- [Problem to work on]: Please find the lines in the entries below that contain the word "loader", and copy each one.

Segment Start: Extracted material

Issue #3982, opened 2019-11-13
mmenu component name changed


Guite:
See https://github.com/FrDH/mmenu-js/blob/master/composer.json

Issue #3962, opened 2019-03-05
Use Flex for custom composer tasks


Guite:
https://github.com/sensiolabs/SensioDistributionBundle is deprecated in favour of Symfony Flex

Currently composer correctly installs vendors, but scripts fail afterwards.
```
Compiling component files
PHP Fatal error:  Class 'Sensio\Bundle\DistributionBundle\Composer\ScriptHandler' not found in /.../src/lib/Zikula/Composer/CopyRequirementsFile.php on line 18
```

This includes #3908

craigh:
the error is about copy the requirements checking file from the old symfony installer. (there is no relation to the component installer which is front end assets only).

You could probably use this instead

https://github.com/symfony/requirements-checker

Guite:
You are probably right about this specific script. The issue is bigger though. With Sf4 Flex is used for doing several tasks. So basically everything shown in https://github.com/zikula/core/blob/master/composer.json#L29-L35 is deprecated.

craigh:
well, I certainly haven't kept up with anything. I don't really understand flex at all. But it seems to me that composer will still run scripts. So I don't think you have to replace those lines but only find a replacement for the scripts from SensioDistributionBundle (because it is deprecated). But it is entirely possibly I don't know what I'm talking about.

craigh:
so - just to keep kicking this... I think what I am suggesting is that Zikula shouldn't be using flex (at least in Core 3). You can still use Symfony 4 without it. See Xabbuh's comment here:

https://stackoverflow.com/questions/48410209/where-are-docs-for-symfony4-without-flex

Kaik:
I think it is time to switch to encore and webpack and manage all Zikula assets via webpack. It will handle all of those scripts and more apart from the clear cache one.

It is really easy to install it can be installed in various ways and it can handle all assets, files, css, js, images, sass... We can do it now with legacy jquery and everything else in legacy mode.

craigh:
flex is about backend scripts (php) not front-end assets.

Kaik:
Yes, I know I meant those scripts in composer.json are about assets processing (bootstrap, js etc..), so everything apart from cache clear can be done by encore/webpack.

craigh:
I am looking into solutions for this ticket.

craigh:
@Guite closing this issue as fixed. The issues with SensioDistributionBundle are resolved. Further use of Flex is outside the scope of this ticket.

Issue #3987, opened 2019-11-16
PSR-12 support


Guite:
Since PSR-2 is deprecated consider switching to PSR-12

See also:

- https://github.com/php-fig/fig-standards/blob/master/accepted/PSR-12-extended-coding-style-guide-meta.md#5-changelog-from-psr-2
- https://github.com/FriendsOfPHP/PHP-CS-Fixer/issues/4502
- https://github.com/karriereat/php-code-quality/pull/9

Guite:
Reminder: put `declare( strict_types=1 );` below the file comment block.

Guite:
https://docs.styleci.io/presets#psr12

Issue #3644, opened 2017-07-14
combine modules and themes as one extension in DB


craigh:
Modules and themes should be considered one 'extension' in the DB. This means sharing most type of entity properties including capabilities, etc. 

event names should be updated here and replaced `EXTENSIONS_INSTALL` etc. and act upon themes as well.
 - `\Zikula\ThemeModule\EventListener\ExtensionInstallationListener::getSubscribedEvents`

craigh:
fixed by #4103

PR #3991, opened 2019-11-25
Installer fix

craigh:
| Q                 | A
| ----------------- | ---
| Bug fix?          | yes
| New feature?      | no
| BC breaks?        | maybe?
| Deprecations?     | no
| Refs tickets      | #3962
| License           | MIT
| Changelog updated | not yet

## Description
trying to get project to build - e.g. composer will full work and run all scripts
also make sure that console runs properly

## Todos
- [x] mmenu is currently removed and must be re-added (probably refs #3982)
- [x] Liip/ImagineBundle is currently removed (error: Root image path not resolvable)
- [x] session.storage override in console is disabled refs 932f563fdaa9ae7b54289cc858f82a1bf1c7d267
- [x] probably other stuff.


craigh:
@Guite - your feedback is welcome. I will continue to work on this branch as I find time. You're assistance with the ImagineBundle would be very helpful. 

Of course, there are multiple things wrong here, this is only a work in progress.

src/lib/Zikula/Bundle/CoreInstallerBundle/Util/ZikulaRequirements.php
```diff
@@ -13,9 +13,9 @@
 
 namespace Zikula\Bundle\CoreInstallerBundle\Util;
 
-use Requirement;
+use Symfony\Requirements\Requirement;
 use Symfony\Component\Intl\Exception\MethodArgumentValueNotImplementedException;
```
Guite: Please sort imports alphabetically.

src/lib/Zikula/Bundle/CoreInstallerBundle/composer.json
```diff
@@ -14,9 +14,17 @@
...
         "symfony/framework-bundle": "4.*",
+        "symfony/console": "^4.3",
+        "symfony/requirements-checker": "dev-patch-1 as 1.*",
         "matthiasnoback/symfony-console-form": "3.*",
         "zikula/wizard": "3.*"
     },
+    "repositories": [
+        {
+            "type": "git",
+            "url": "https://github.com/craigh/requirements-checker"
```
Guite: What is the reason for using your fork? You did no changes there so far.

Guite: Found it: https://github.com/craigh/requirements-checker/commit/7149dcfdac06eec8c6f7efc0b1e2ecb4e0d25261

src/lib/Zikula/Core/Controller/AbstractController.php
```diff
@@ -108,7 +108,7 @@ protected function decorateTranslator(array $parameters): array
      * Returns a NotFoundHttpException; this will result in a 404 response code.
      * Usage example: throw $this->createNotFoundException();
      */
-    public function createNotFoundException(string $message = 'Not Found', ?Throwable $previous = null): NotFoundHttpException
+    public function createNotFoundException(string $message = 'Access Denied.', \Throwable $previous = null): NotFoundHttpException
```
Guite: Please change `Access Denied.` back to `Not Found` like shown at https://github.com/symfony/symfony/blob/4.4/src/Symfony/Bundle/FrameworkBundle/Controller/ControllerTrait.php#L291

src/system/ThemeModule/EventListener/DefaultPageAssetSetterListener.php
```diff
@@ -68,7 +68,7 @@ public function __construct(
         string $bootstrapJavascriptPath,
         string $bootstrapFontAwesomeStylesheetPath,
         string $fontAwesomePath,
-        string $bootstrapStylesheetPath
+        $bootstrapStylesheetPath // cannot cast to bool because set with expression language
```
Guite: Please replace `bool` by `string`.

Guite:
I like the approach: getting the composer instance from the event seems a nice to migrate our custom actions.

craigh:
@Guite can you help with this a bit? A lot of it is working now. When in `dev` mode, If you do `bin/console z:i:s` and complete it, then `bin/console z:i:f` you will see that there is a memory error when it is trying to install the Theme module. I can't figure it out.

Also, perhaps you can figure out the problem with ImagineBundle. I could not get the configuration correct (error was `Root image path not resolvable`). Since I don't use Imagine, I don't even know where to begin. I tried something like `data_root: '%kernel.root_dir%/../web/'` with no success.

Guite:
I've added a few fixes.

> memory error when it is trying to install the Theme module
disable `dev` mode, the memory problem is probably caused by the profiler; or set `memory_limit=-1` for testing

one guess is that the theme table contains fields named `type` and `system` which could make problems being a reserved word...

```
Syntax error or access violation: 1064 You have an error in your SQL syntax; check the manual that corresponds to your MySQL server version for the right syntax to use near 'system SMALLINT NOT NULL, state SMALLINT NOT NULL, xhtml SMALLINT NOT NULL, PRIM' at line 1' while executing DDL: CREATE TABLE themes (id INT AUTO_INCREMENT NOT NULL, name VARCHAR(64) NOT NULL, type SMALLINT NOT NULL, displayname VARCHAR(64) NOT NULL, description VARCHAR(255) NOT NULL, version VARCHAR(10) NOT NULL, contact VARCHAR(255) NOT NULL, admin SMALLINT NOT NULL, user SMALLINT NOT NULL, system SMALLINT NOT NULL, state SMALLINT NOT NULL, xhtml SMALLINT NOT NULL, PRIMARY KEY(id)) DEFAULT CHARACTER SET UTF8 COLLATE `UTF8_unicode_ci` ENGINE = InnoDB
```

Also the extensions table contains a field named `type`.

Maybe worth renaming two fields to `extensionType`, `themeType` and remove `system` entirely? slightly refs #3644


Also at the very end of the CLI install finish process I get:

```
Finalize parameters
 Finalizing parameters

In getThemeEntityRepositoryService.php line 3:
                                                              
  Maximum function nesting level of '256' reached, aborting!
```

Guite:
> I've added a few fixes.

Sorry, forgot to push. Will do later.

craigh:
✅ I am using prod mode apparently (thought it was dev until I checked)
❌ Still getting same 'out of memory' errors despite most recent commit that fixes reserved word issue.

I'm guessing the `Maximum function nesting level of '256' reached, aborting!` is the real problem. Somehow we must have a memory leak or much deeper nesting of objects than I thought. Do you have other ideas?

craigh:
@Guite can you please take a look at this? I've been staring at it for hours and not coming up with a solution.

Basically, the problem is that Twig is not registering any custom extensions. The services are present and properly autowired/configured and include `twig.extension` tag as needed. for example `bin/console debug:container ModVarExtension` produces expected result. but `bin/console debug:twig` will not show the functions registered in said extension. And `bin/console lint:twig` shows that all the custom functions/filters/etc are not recognized.

I'm hoping I missed something obvious. thanks!

Guite:
> Basically, the problem is that Twig is not registering any custom extensions.

Do you refer to the decorated events? I experienced similar problems before when I worked on #2221 in last spring - you might read through all links referenced in that ticket. But I also think this is outside of the scope of this PR.

craigh:
> Do you refer to the decorated events?

no. I simply mean that Twig cannot find custom extensions. Look at the errors in the travis build, you will see what I mean.

> But I also think this is outside of the scope of this PR.

The scope of the PR is to get the project to build without error. It is also to get both the CLI and web installer to fully function producing at least a first page error free.

Guite:
Okay. I thought you wanted to include #2221 entirely.

> I simply mean that Twig cannot find custom extensions.

Auto configuration of Twig-related service tags is done in the TwigBundle:
https://github.com/symfony/symfony/blob/master/src/Symfony/Bundle/TwigBundle/DependencyInjection/TwigExtension.php#L144

Is this bundle not available anymore?

Then we could do this in one of our bundles.
Examples:
- https://github.com/zikula/core/blob/master/src/lib/Zikula/Bundle/CoreBundle/DependencyInjection/CoreExtension.php#L42
- https://github.com/zikula/core/blob/master/src/lib/Zikula/Bundle/HookBundle/DependencyInjection/ZikulaHookExtension.php#L33
- https://github.com/zikula/core/blob/master/src/system/UsersModule/DependencyInjection/ZikulaUsersExtension.php#L31

I would recommend doing this in the Theme module then.

craigh:
we shouldn't need to do this. The TwigBundle is present and some services from it are in use. you can use `bin/console debug:container` to see what is there and registered.

craigh:
yes #2221 will need to be fully included here I think

src/system/ThemeModule/Resources/config/services.yml
```diff
@@ -84,10 +95,11 @@ services:
           $combine: '%zikula_asset_manager.combine%'
 
     Zikula\ThemeModule\Bridge\Twig\EventEnabledTwigEngine:
-        decorates: templating.engine.twig
+        decorates: twig
         arguments:
-          $parser: '@templating.name_parser'
-          $locator: '@templating.locator'
+          $loader: '@twig.loader'
```
craigh: @Guite given your previous comments, perhpahs this is the problem. Should `$loader` be something else?

Guite: No, I think the missing extensions are not related to any type of template loader.

src/system/RoutesModule/AppSettings.php
```diff
@@ -1,17 +1,17 @@
 <?php
 
-declare(strict_types=1);
```
craigh: in the rest of the core, the declaration is at the top (like this) not after the comment, like below. Why change it?

Guite: Demanded by phpcs / PHP_CodeSniffer. Maybe to conform to PSR-12 standard.

Also it we are actually documenting the file, not the `namespace` keyword. Thus, the comment must come first. See also https://github.com/squizlabs/PHP_CodeSniffer/issues/1800#issuecomment-352634571

You don't need to mind about it. I will change rest of the core later. Refs #3987

craigh:
Screen Shot 2019-12-14 at 9 19 45 AM

craigh:
regarding 838fa1c4407fb0fcaaf3b033dcc425608ab97784

for reference:
Screen Shot 2019-12-14 at 8 48 38 AM

paths can be tricky. especially because different production environments can be in myriad sub-directories.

Segment End: Extracted material

- [Task output]:
+          $loader: '@twig.loader'
craigh: @Guite given your previous comments, perhpahs this is the problem. Should `$loader` be something else?
Guite: No, I think the missing extensions are not related to any type of template loader.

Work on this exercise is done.